• [WHAT YOU WILL DO] From the entries below, copy out every line with "Thank" in it.

——————————

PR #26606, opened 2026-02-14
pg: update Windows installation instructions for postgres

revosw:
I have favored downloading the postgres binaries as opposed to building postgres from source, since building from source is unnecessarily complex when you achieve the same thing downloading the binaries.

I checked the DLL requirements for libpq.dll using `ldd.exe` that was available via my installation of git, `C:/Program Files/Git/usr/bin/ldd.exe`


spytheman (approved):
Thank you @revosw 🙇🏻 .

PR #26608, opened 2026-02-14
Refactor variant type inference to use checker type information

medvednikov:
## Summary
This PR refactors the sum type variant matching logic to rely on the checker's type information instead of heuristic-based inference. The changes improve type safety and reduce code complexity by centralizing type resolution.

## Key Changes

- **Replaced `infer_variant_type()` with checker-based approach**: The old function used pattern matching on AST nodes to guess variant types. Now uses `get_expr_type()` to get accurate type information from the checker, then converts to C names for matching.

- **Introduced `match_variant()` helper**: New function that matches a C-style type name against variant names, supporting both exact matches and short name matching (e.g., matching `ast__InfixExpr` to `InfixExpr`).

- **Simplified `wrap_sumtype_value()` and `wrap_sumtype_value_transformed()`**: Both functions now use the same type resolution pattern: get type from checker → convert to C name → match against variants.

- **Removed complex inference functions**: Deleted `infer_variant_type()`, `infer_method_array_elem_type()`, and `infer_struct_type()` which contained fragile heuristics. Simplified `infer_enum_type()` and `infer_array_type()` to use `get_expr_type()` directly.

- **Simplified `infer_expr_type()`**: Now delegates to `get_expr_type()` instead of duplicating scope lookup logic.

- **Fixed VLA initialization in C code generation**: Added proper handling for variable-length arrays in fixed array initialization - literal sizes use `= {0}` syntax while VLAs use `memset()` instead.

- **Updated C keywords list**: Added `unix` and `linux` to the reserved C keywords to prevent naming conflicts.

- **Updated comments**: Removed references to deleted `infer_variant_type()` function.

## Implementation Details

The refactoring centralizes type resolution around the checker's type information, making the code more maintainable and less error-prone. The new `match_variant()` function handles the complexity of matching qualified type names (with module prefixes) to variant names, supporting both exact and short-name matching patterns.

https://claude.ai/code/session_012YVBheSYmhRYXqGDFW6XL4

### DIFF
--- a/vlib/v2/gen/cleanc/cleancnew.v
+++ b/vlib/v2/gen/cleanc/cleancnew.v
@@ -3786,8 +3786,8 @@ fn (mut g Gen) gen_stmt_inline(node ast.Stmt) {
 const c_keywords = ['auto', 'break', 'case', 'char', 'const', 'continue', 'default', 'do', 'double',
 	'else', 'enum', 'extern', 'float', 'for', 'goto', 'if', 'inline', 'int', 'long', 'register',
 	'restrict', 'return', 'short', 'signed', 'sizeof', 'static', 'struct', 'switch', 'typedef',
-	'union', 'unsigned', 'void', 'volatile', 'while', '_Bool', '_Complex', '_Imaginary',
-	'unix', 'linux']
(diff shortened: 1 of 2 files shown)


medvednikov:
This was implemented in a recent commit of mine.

——————————

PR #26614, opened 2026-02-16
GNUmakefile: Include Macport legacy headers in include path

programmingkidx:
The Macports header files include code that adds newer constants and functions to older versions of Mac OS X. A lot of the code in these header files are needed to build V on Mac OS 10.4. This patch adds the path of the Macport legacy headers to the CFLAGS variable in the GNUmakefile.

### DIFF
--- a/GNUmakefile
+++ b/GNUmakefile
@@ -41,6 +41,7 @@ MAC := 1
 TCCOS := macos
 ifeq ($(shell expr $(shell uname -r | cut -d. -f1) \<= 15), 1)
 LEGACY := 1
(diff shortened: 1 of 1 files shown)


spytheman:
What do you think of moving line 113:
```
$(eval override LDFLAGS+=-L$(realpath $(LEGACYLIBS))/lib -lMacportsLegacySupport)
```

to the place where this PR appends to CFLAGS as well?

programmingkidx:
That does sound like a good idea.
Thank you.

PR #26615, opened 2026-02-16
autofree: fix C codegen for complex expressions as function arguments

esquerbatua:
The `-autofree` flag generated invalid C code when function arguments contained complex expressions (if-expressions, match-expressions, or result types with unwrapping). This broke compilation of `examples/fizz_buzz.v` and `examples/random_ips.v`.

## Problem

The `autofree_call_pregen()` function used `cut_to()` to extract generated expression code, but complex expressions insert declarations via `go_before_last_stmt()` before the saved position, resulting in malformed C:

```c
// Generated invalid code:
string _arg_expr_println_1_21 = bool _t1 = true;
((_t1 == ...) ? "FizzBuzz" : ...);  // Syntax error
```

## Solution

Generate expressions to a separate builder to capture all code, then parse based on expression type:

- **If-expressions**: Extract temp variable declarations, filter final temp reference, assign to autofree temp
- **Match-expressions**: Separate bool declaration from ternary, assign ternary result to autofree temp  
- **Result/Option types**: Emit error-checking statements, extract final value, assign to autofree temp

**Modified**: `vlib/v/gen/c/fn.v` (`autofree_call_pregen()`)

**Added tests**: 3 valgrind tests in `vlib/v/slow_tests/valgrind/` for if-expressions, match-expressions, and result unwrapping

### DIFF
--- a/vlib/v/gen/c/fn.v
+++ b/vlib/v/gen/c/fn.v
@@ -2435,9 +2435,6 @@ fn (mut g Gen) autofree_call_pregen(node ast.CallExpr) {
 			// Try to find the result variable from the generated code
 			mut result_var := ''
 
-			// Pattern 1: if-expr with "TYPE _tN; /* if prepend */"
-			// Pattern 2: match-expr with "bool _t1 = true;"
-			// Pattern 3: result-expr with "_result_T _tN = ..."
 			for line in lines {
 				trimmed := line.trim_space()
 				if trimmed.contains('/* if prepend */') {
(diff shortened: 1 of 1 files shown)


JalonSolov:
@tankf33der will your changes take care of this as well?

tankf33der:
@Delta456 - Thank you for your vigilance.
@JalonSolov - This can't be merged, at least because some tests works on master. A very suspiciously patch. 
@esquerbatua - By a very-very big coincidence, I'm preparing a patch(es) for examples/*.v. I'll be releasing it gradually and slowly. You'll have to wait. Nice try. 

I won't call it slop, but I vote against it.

——————————

• [RESULT OF THIS EXERCISE]
Thank you @revosw 🙇🏻 .
Thank you.
@Delta456 - Thank you for your vigilance.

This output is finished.